Skip Navigation

database greenhorn

hi my dears, I have an issue at work where we have to work with millions (150 mln~) of product data points. We are using SQL server because it was inhouse available for development. however using various tables growing beyond 10 mln the server becomes quite slow and waiting/buffer time becomes >7000ms/sec. which is tearing our complete setup of various microservices who read, write and delete from the tables continuously down. All the stackoverflow answers lead to - its complex. read a 2000 page book.

the thing is. my queries are not that complex. they simply go through the whole table to identify any duplicates which are not further processed then, because the processing takes time (which we thought would be the bottleneck). but the time savings to not process duplicates seems now probably less than that it takes to compare batches with the SQL table. the other culprit is that our server runs on a HDD which is with 150mb read and write per second probably on its edge.

the question is. is there a wizard move to bypass any of my restriction or is a change in the setup and algorithm inevitable?

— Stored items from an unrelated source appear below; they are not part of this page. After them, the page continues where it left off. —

PR #249, opened 2024-04-23
More post-1.9 cleanup

alexander-yakushev:
Some things that slipped past me in the 1.9 removal cleanup.

Also, remove handling of obscure `clojure.spec` namespace which only existed in some 1.9 alphas.

### DIFF
--- a/src/orchard/misc.clj
+++ b/src/orchard/misc.clj
@@ -6,8 +6,6 @@
    [clojure.string :as string]
    [orchard.util.io :as util.io]))
 
-(require 'clojure.core.protocols)
-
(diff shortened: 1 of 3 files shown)


bbatsov:
This has always been very funny to me:

```
;; - clojure.spec (released between Clojure 1.8 and 1.9, but never included in Clojure) ;;
;; - clojure.spec.alpha (renamed from clojure.spec and included in Clojure 1.9)         ;;
;; - clojure.alpha.spec (spec-2, the new experimental version)                 
```
Brilliant naming! 😆

PR #252, opened 2024-04-24
[inspector] Display count in the header for objects with known size

alexander-yakushev:
Similarly to how it was already done for arrays, Counted objects now also show their size upfront.


vemv (approved):
lgtm, thanks!

bbatsov:
The code looks good to me, although it seems there's a small spacing mistake that results in failing CI.

PR #254, opened 2024-04-29
Fix tests on Clojure 1.12.0-alpha10

alexander-yakushev:
New representation of primitive arrays in 1.12 is `byte/1` and so on.


vemv:
Thanks!

Issue #242, opened 2024-04-21
Inspector: remove redundant Java package prefixes


vemv:
When inspecting classes, often all fields/methods/... are prefixed with the fully-qualified class name.

Example:

```
Name: com.corp.Dog
Class: java.lang.Class

--- Interfaces:
  java.io.Serializable
  java.lang.Cloneable
  java.lang.Comparable
  org.apache.thrift.TBase

--- Constructors:
  public com.corp.Dog()
  public com.corp.Dog(com.corp.Dog)

--- Fields:
  public boolean com.corp.Dog.isTopStylist
  public static final java.util.Map com.corp.Dog.metaDataMap
  public java.lang.String com.corp.Dog.sub

--- Methods:
  public void com.corp.Dog.clear()
  public int com.corp.Dog.compareTo(java.lang.Object)
  public int com.corp.Dog.compareTo(com.corp.Dog)

```

This is particularly ugly in `com.corp.Dog.isTopStylist` - there isn't an actual thing named `com.corp.Dog.isTopStylist` - it's `isTopStylist` so removing the prefix would be both more readable and more correct.

There may be cases where there's a legit use case for rendering a prefix - I'm thinking interface implementation or method inheritance.

Even then, I believe the right thing would be to render the short name, and provide any extra info when going `down` that particular method.

vemv:
@alexander-yakushev you may want to give this one a shot while you're with other things Inspector

alexander-yakushev:
I see what's going on. First, the method gets printed honoring the `max-atom-length` (which is 150 by default), and truncated above that limit. **Then** it gets shortened by stripping the package prefixes, so you get a truncated string that is shorter than 150 characters. The behavior hasn't changed from before (apart from shortening).

alexander-yakushev:
I don't mind dancing around truncation limits a bit (serialize into a separate printer, shorten, then truncate). But I'm not sure this is needed – method signature that is 100+ characters long is not very useful.

vemv:
However it would seem simple enough to disable all trimming for Method/Field/... `Value`s?

PR #255, opened 2024-04-29
[inspector] Prettify printed members when inspecting a class object

alexander-yakushev:
Addresses #242.

### DIFF
--- a/CHANGELOG.md
+++ b/CHANGELOG.md
@@ -11,6 +11,7 @@
 * [#246](https://github.com/clojure-emacs/orchard/issues/246): Enable sibling navigation for arrays.
 * [#252](https://github.com/clojure-emacs/orchard/issues/252): Display count in the inspector header for objects with known size.
 * [#253](https://github.com/clojure-emacs/orchard/issues/253): Rework pagination and datafy.
+* [#242](https://github.com/clojure-emacs/orchard/issues/242): Remove redundant Java package prefixes in the inspector.
 
 ### Bugs Fixed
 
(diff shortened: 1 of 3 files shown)


alexander-yakushev:
It's called prettify but the approach is not pretty. Anyway, at some point if we want more customizations it will have to be rewritten. But this should work for now.

I didn't replace the `orchard.inspect` representation for methods, fields, and such because, on its own, it is useful for a single method to show which class it belongs to. It's just that the inspector provides plenty of context when it renders many methods of the same class, so it makes sense to only override it there.

vemv (approved):
Thanks much!

The approach seems perfectly fine for a long while.

vemv:
The prettification could also be applied when inspecting a Method

image

or Field:

image

(however if we do that then it's not clear that we're within the Long class. Maybe we could add an additional header?

alexander-yakushev:
Just prettyfying the `Value` field can be easily done ad-hoc. Adding a header would require overloading `inspect` for methods and fields and constructors, then reusing the `:default` implementation which handles them now. I'd rather do the former. We can also render `Value` for them in some third specific way, e.g. `java.lang.Long: public static int bitCount(long)`, but I'm not sure it would be any better than how it looks now.

vemv:
Doing the prettification and nothing else is OK for now - in the end, the user knows what he's inspecting, or can go back if he forgot

I'd personally like the header but no rush - just leaving a discussion here is fine

vemv:
`java.lang.reflect.Field<java.lang.Long>` or some other format can also be OK (assuming it doesn't affect navigation)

edit: I know that my questions seems broad. but as I am new to database architecture I welcome any input and discussion since the topic itself is a lifetime know-how by itself. thanks for every feedbach.

49 comments
    • spent time to generate/optomize your indexes.
    • faster storage/cpu/ram for your rdbms
    • get the data needed by specific services into the service, only get the data from a central place if you have to (spinning up a new instance, another service changes state of data you need, which is a warning sign in itself that your architecture is brittle...)
    • faster storage/cpu/ram
    • generate indexes
    • 2nd level cache shared between services
    • establish a faster datastore for often requested data thats used by multiple services (that might be something like redis, or another rdbms on beefier hardware)
    • optimize queries
    • generate indexes
    • faster storage/cpu/ram
    • first of all many thanks for the bullets. Good to have some guidance on where to start.

      2nd level cache shared between services

      I have read about this related to how FB does it. In general this means that fetching from the DB and keep it in memory to work with right? So we assume that the cached data is outdated to some extend?

      faster storage/cpu/ram faster storage/cpu/ram faster storage/cpu/ram

      I was able to convince management to put money into a new server (SSD thank god). So thank you for your emphasizes. We are also migrating to PostgreSQL from SQL server, and refactor the whole approach and design in general.

      generate indexes

      How would indeces help me when I want to ensure that no duplicate row is added? Is this some sort of internal SQL constraint or what is the difference to compare a certain list of rows with an existing table (lets say column id)?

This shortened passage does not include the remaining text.